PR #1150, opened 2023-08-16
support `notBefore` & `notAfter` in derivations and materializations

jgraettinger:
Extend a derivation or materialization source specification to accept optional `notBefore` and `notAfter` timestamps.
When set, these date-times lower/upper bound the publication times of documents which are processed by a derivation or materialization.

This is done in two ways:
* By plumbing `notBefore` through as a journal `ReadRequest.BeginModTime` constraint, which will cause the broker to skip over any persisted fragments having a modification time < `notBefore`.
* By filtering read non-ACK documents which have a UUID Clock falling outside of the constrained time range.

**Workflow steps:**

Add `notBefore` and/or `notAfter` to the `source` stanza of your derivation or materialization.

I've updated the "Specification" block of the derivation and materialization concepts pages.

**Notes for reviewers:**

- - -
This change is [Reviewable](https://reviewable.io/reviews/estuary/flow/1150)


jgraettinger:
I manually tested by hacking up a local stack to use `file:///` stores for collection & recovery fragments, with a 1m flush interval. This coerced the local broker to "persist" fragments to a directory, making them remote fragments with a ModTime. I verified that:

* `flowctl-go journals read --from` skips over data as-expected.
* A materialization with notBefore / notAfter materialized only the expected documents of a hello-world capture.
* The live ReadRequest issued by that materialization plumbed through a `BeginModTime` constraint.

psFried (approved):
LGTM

Work to complete :: Copy out the records above exactly and completely.

Output for this task ::
PR #1150, opened 2023-08-16
support `notBefore` & `notAfter` in derivations and materializations

jgraettinger:
Extend a derivation or materialization source specification to accept optional `notBefore` and `notAfter` timestamps.
When set, these date-times lower/upper bound the publication times of documents which are processed by a derivation or materialization.

This is done in two ways:
* By plumbing `notBefore` through as a journal `ReadRequest.BeginModTime` constraint, which will cause the broker to skip over any persisted fragments having a modification time < `notBefore`.
* By filtering read non-ACK documents which have a UUID Clock falling outside of the constrained time range.

**Workflow steps:**

Add `notBefore` and/or `notAfter` to the `source` stanza of your derivation or materialization.

I've updated the "Specification" block of the derivation and materialization concepts pages.

**Notes for reviewers:**

- - -
This change is [Reviewable](https://reviewable.io/reviews/estuary/flow/1150)


jgraettinger:
I manually tested by hacking up a local stack to use `file:///` stores for collection & recovery fragments, with a 1m flush interval. This coerced the local broker to "persist" fragments to a directory, making them remote fragments with a ModTime. I verified that:

* `flowctl-go journals read --from` skips over data as-expected.
* A materialization with notBefore / notAfter materialized only the expected documents of a hello-world capture.
* The live ReadRequest issued by that materialization plumbed through a `BeginModTime` constraint.

psFried (approved):
LGTM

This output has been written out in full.